_GOAL OF THE EXERCISE:_ Search the data for the string "frost" and gather each line it is in.

_DATA UNDER STUDY:_
++++++++++
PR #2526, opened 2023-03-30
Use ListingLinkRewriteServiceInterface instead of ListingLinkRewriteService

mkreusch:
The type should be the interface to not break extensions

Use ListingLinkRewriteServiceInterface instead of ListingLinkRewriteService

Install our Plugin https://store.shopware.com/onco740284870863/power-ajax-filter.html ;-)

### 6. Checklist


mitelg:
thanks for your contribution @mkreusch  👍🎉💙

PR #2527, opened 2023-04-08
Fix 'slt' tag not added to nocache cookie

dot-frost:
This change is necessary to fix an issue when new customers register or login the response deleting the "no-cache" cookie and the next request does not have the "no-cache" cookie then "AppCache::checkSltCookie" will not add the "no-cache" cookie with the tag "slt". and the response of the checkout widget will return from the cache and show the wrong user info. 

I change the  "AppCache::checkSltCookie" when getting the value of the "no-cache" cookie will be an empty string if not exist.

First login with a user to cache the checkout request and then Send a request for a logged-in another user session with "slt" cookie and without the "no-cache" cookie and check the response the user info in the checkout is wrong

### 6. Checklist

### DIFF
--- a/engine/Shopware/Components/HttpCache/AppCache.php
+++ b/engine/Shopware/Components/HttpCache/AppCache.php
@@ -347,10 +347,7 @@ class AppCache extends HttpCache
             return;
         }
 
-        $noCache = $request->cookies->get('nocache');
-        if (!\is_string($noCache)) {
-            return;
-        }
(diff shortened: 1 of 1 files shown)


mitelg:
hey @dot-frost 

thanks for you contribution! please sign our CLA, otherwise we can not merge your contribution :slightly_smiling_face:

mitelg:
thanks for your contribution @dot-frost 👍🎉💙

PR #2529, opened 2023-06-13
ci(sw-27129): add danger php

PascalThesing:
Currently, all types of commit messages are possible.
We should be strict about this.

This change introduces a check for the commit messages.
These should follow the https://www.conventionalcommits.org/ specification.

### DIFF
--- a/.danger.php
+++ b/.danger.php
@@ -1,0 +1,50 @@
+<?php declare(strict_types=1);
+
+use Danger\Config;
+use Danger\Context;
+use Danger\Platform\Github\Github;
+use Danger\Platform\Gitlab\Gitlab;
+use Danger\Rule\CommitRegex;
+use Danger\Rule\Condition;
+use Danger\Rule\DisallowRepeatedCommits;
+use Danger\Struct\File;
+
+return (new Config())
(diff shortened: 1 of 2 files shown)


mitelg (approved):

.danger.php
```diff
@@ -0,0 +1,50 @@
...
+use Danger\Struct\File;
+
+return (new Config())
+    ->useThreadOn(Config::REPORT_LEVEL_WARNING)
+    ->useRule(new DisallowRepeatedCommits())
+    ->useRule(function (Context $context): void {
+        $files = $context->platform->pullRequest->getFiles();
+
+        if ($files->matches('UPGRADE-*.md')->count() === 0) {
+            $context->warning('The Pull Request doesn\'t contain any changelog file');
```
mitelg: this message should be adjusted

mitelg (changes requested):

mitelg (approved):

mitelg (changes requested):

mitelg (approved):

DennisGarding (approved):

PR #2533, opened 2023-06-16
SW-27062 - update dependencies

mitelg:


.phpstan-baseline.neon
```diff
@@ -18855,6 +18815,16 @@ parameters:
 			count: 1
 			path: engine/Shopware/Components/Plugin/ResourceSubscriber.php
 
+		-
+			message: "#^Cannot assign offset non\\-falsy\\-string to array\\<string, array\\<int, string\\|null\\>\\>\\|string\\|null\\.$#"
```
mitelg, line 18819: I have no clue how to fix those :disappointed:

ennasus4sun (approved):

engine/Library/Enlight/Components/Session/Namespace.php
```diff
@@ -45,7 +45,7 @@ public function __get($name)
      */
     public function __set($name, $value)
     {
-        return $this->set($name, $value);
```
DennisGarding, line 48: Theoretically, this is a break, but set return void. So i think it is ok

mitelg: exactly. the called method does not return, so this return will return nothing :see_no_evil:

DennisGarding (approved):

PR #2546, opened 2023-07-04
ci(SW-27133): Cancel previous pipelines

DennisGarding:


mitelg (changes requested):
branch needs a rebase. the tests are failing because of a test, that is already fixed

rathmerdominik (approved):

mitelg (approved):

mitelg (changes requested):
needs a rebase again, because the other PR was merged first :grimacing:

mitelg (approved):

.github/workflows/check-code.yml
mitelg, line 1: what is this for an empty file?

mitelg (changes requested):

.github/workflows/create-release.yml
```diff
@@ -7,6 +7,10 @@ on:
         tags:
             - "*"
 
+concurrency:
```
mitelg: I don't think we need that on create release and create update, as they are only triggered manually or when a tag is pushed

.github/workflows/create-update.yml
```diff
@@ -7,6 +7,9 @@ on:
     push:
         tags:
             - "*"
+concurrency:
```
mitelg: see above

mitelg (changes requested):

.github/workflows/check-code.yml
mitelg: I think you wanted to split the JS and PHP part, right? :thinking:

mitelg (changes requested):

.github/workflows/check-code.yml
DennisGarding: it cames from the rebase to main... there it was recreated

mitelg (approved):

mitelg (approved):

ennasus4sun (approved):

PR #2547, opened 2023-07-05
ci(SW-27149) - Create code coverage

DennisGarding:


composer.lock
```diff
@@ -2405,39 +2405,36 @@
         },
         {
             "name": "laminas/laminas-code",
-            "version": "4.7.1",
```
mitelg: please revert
++++++++++
_WRITTEN SOLUTION:_
dot-frost:
hey @dot-frost 
thanks for your contribution @dot-frost 👍🎉💙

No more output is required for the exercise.